I came across Benford’s with StumbleUpon also, not very long ago. The above quoted bit is how I currently understand it. Use a different representation, get different values – there’s a relation between the percentages and the radix (base? I’m not sure that the terms are equivalent) of the counting system.

When counting in binary, a pathological case, every number (except 0 itself) leads with “1”, so it’d be very close to 100%. Though I don’t have the statistics on hand, I’d expect that counting in bases greater than 10, e.g., hex, would further exaggerate the prominence of the leading “1”.

And, on preview, I see that others have already made a similar point. And in much more detail and accuracy. D’oh!

In binary, the “1” would definitely show up 100% of the time as the first digit – once you eliminate the zero, there ain’t nothin’ else left!

As you go to bases larger than decimal, like base 12 or hexadecimal, the probability of 1 being the first digit decreases from 30.1%, as the above formulas indicate, but “1” will always be the most prominent digit, no matter what the base.

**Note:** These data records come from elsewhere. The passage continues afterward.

PR #1985, opened 2024-07-07
Raise exception if you put app.function on a class method

erikbern:
~Quick~ fix for something a user ran into. User had code like this:

```python
import modal

app = modal.App()

class X:
    @app.function()
    def f(self):
        ...
```

The issue is that `@app.function` should be `@method()` and you need a `@app.cls` instead.

However this code currently fails with this very user-unfriendly error:

```
AttributeError: 'NoneType' object has no attribute '__name__'
```

After this PR, it outputs this instead:

```
The `@app.function` decorator cannot be used on class methods.
Please use `@app.cls` with `@modal.method` instead. Example:
```
```python
@app.cls()
class MyClass:
    @method()
    def f(self, x):
        ...
```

Yeah…but because of the value 0 itself, you can never actually reach 100%. Pedantic, I know, but that’s what I was thinking when I said “very close to”.

It’s interesting…as I typed “further exaggerate the prominence”, I was thinking of the ratio between the probability percentage and the uniform distribution percentage. That is, even though the probability of a leading “1” decreases as the base increases, the ratio between that probability percentage and the uniform distribution percentage would increase as the base increases.

Now that I think about it a bit more, that’s intuitively correct. Benford’s is a log value, while the uniform distribution is simply a dividend. That is, as n increases, 1/n approaches 0, and log[sub]n[/sub]2 / (1/n) would approach infinity, thus my thought about it being “further exaggerated”.

But then, that’s all just a silly digression that popped into my head.